Parents need to strike a delicate balance with their teenage children as they enter an age when dating and temptations such as sex and drug use become prevalent, area experts said.
Parents also should start that balancing act earlier in their child’s life, according to a recent study on teen dating published in the Journal of Adolescence.
Researchers from York University in Toronto found that teens who entered into intimate relationships earlier in life are more susceptible to risks such as unsafe sex, alcohol and drug use, and delinquent behavior.
“If nobody is monitoring our children, they get into relationships that are unhealthy and stay in relationships that are unhealthy,” said Jane Farmer, executive director for Turning Point of McHenry County. “Parents have to play a role in teaching children how to date. Kids don’t automatically know what is appropriate and what is not.”
The study used data collected from 1996 to 2003 based on yearly surveys from about 700 students. The early bloomers, on average, began dating at 11.6 years compared with 14.9 years for late-dating teens.
The younger teens also reported twice as many acts deemed delinquent, including lying, cheating, picking fights, truancy and disobedience.
Although 11-and-a-half years old may seem young, it merely may be a number, said Farmer, whose domestic violence organization provides numerous services for teens.
Pre-adolescent teens often start feeling pressure to date, leading to temptations such as sex and alcohol use, she said. Parents need to realize those early pressures and stay involved with their child’s social life and teach responsible dating behavior.
“Communication is key,” Farmer said.
Parental involvement is especially important earlier in a teenager’s life, said Linda Bedsole, a clinical psychologist and owner of Creative Psychology Ltd. in Crystal Lake.
Teenagers have not fully matured and consequently are more apt to make bad judgment decisions, she said.

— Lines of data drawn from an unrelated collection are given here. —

Issue #671, opened 2023-06-20
[BUG] tasks before 8 AM are being counted towards the previous day


xmwilldo:
**Describe the bug**
My scheduler program runs in the Asia/Shanghai time zone, and the asynq server also runs in the Asia/Shanghai environment. However, when I start it, I can see that the timestamps in the logs are not in the Asia/Shanghai time zone. I'm not sure if this is causing a problem: the scheduled tasks before 8 AM are being counted towards the previous day, which is not what I want to see.

**To Reproduce**
Steps to reproduce the behavior (Code snippets if applicable):
1. To start the scheduler in the Asia/Shanghai time zone
2. Start  the server
3. Run a scheduled task before 8 AM
4. View the statistical results on the web UI.

**Expected behavior**
The task statistics after 8 AM are for the current day.

**Screenshots**

**Environment (please complete the following information):**
 - OS: Linux
 - Version of `asynq` package v0.22.1

**Additional context**

ghosx:
Do you have reproducible code and screenshots?

naisev:
I have same problem.

hibiken:
@xmwilldo thanks for reporting an issue.

Did you specify your timezone via [`SchedulerOpts.Location`](https://pkg.go.dev/github.com/hibiken/asynq#SchedulerOpts.Location)?

If so, would you mind providing some code snippets to help me investigate further?

xmwilldo:
@hibiken Yes, I tried but it didn't work.
``` go
loc, _ := time.LoadLocation("Asia/Shanghai")
	mgr, err := asynq.NewPeriodicTaskManager(
		asynq.PeriodicTaskManagerOpts{
			PeriodicTaskConfigProvider: &TrainPeriodicTaskProvider{
				ctx:    l.ctx,
				svcCtx: l.svcCtx,
			},
			RedisConnOpt: asynq.RedisClientOpt{
				Addr:     l.svcCtx.Config.Redis.Host,
				Password: l.svcCtx.Config.Redis.Pass,
				DB:       10,
			},
			SchedulerOpts: &asynq.SchedulerOpts{
				Location: loc,
			},
			SyncInterval: 10 * time.Second,
		},
	)
	if err != nil {
		log.Fatalf("could new PeriodicTaskManager: %v", err)
	}
```

xmwilldo:
[...]

PR #683, opened 2023-07-08
Change UTC timezone to system time

ioannidesalex:
Issue #671

### DIFF
--- a/client_test.go
+++ b/client_test.go
@@ -355,7 +355,7 @@ func TestClientEnqueue(t *testing.T) {
 			desc: "With deadline option",
 			task: task,
 			opts: []Option{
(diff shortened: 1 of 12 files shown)


hibiken:
@ioannidesalex Thanks for the PR. I think we don't want to change the behavior of the server for everyone. I think we should support custom timezone via `Config`.

ioannidesalex:
Personally I always set all my servers to UTC, even though I live at a different timezone. But in my humble opinion, it makes sense to use whatever timezone the server runs at by default.

muhfaris:
I agree with @hibiken 
what if i want to use utc, do i have to change the time in the operating system? @ioannidesalex

ioannidesalex:
Well noted.

huiwanggo:
is there any progress ？

xmwilldo:
is there any progress ？

Issue #686, opened 2023-07-10
[BUG] Latest version of asynq breaks asynq CMD


abezzub:
**Describe the bug**
This is a follow up to https://github.com/hibiken/asynqmon/issues/302 I cannot use `cmd` with asynq:
```
github.com/hibiken/asynq/tools/asynq/cmd
../../pkg/mod/github.com/hibiken/asynq/tools@v0.0.0-20230708040154-123d560a4488/asynq/cmd/root.go:369:20: 
cannot use c (variable of type "github.com/go-redis/redis/v8".UniversalClient) as "github.com/redis/go-redis/v9".UniversalClient value in argument to rdb.NewRDB: 
"github.com/go-redis/redis/v8".UniversalClient does not implement "github.com/redis/go-redis/v9".UniversalClient (missing method ACLDryRun)
```

**To Reproduce**

After upgrading to Asynq 0.24.1 and Asynqmon 0.7.2 I am getting the error above when I am trying to build the app that uses https://github.com/hibiken/asynq/tree/master/tools/asynq. Looks like Redis v8 is still used here:
https://github.com/hibiken/asynq/blob/master/tools/asynq/cmd/root.go#L19

**Environment (please complete the following information):**
 - OS: MacOS
 - Version of `asynq` package: 0.24.1

hibiken:
@abezzub Thanks for reporting. PR welcome for this fix!

PR #687, opened 2023-07-17
Upgrade tools to use redis v9

abezzub:
Upgrade `tools` to use Redis v9. This should resolve https://github.com/hibiken/asynq/issues/686


tools/asynq/cmd/root.go
```diff
@@ -404,18 +404,22 @@ func getTLSConfig() *tls.Config {
...
-//         fmt.Fprintf(w, tmpl, u.Name, u.Addr, u.Age)
-//     }
-// }
+//
+//	printRows := func(w io.Writer, tmpl string) {
+//	    for _, u := range data {
+//	        fmt.Fprintf(w, tmpl, u.Name, u.Addr, u.Age)
+//	    }
+//	}
+//
```
hibiken, line 422: Could you revert this change, I don't think it's related.

hibiken (changes requested):
Thanks for opening a PR. Please address the open comment, then I'll approve this PR.

tools/asynq/cmd/root.go
abezzub: Sure, I assumed it is default go tool formatting

abezzub:
@hibiken I updated the PR

tools/asynq/cmd/root.go
hibiken: we can address this in a separate PR :)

Early dating only increases those risks, since it naturally leads to more social temptations.
“At age 17 or earlier, they certainly aren’t equipped brain-wise to make the right decisions for themselves,” Bedsole said. “That’s why they need their parents to help them.”
Aside from involvement and communication, parents also should be aware of a teenager’s friends and their parents’ approach to parenting, she said.
“They need the structure, and they need rules,” Bedsole said. “Even though kids may say they hate their parents, the parents’ job is to protect the kid until they are able to protect themselves.”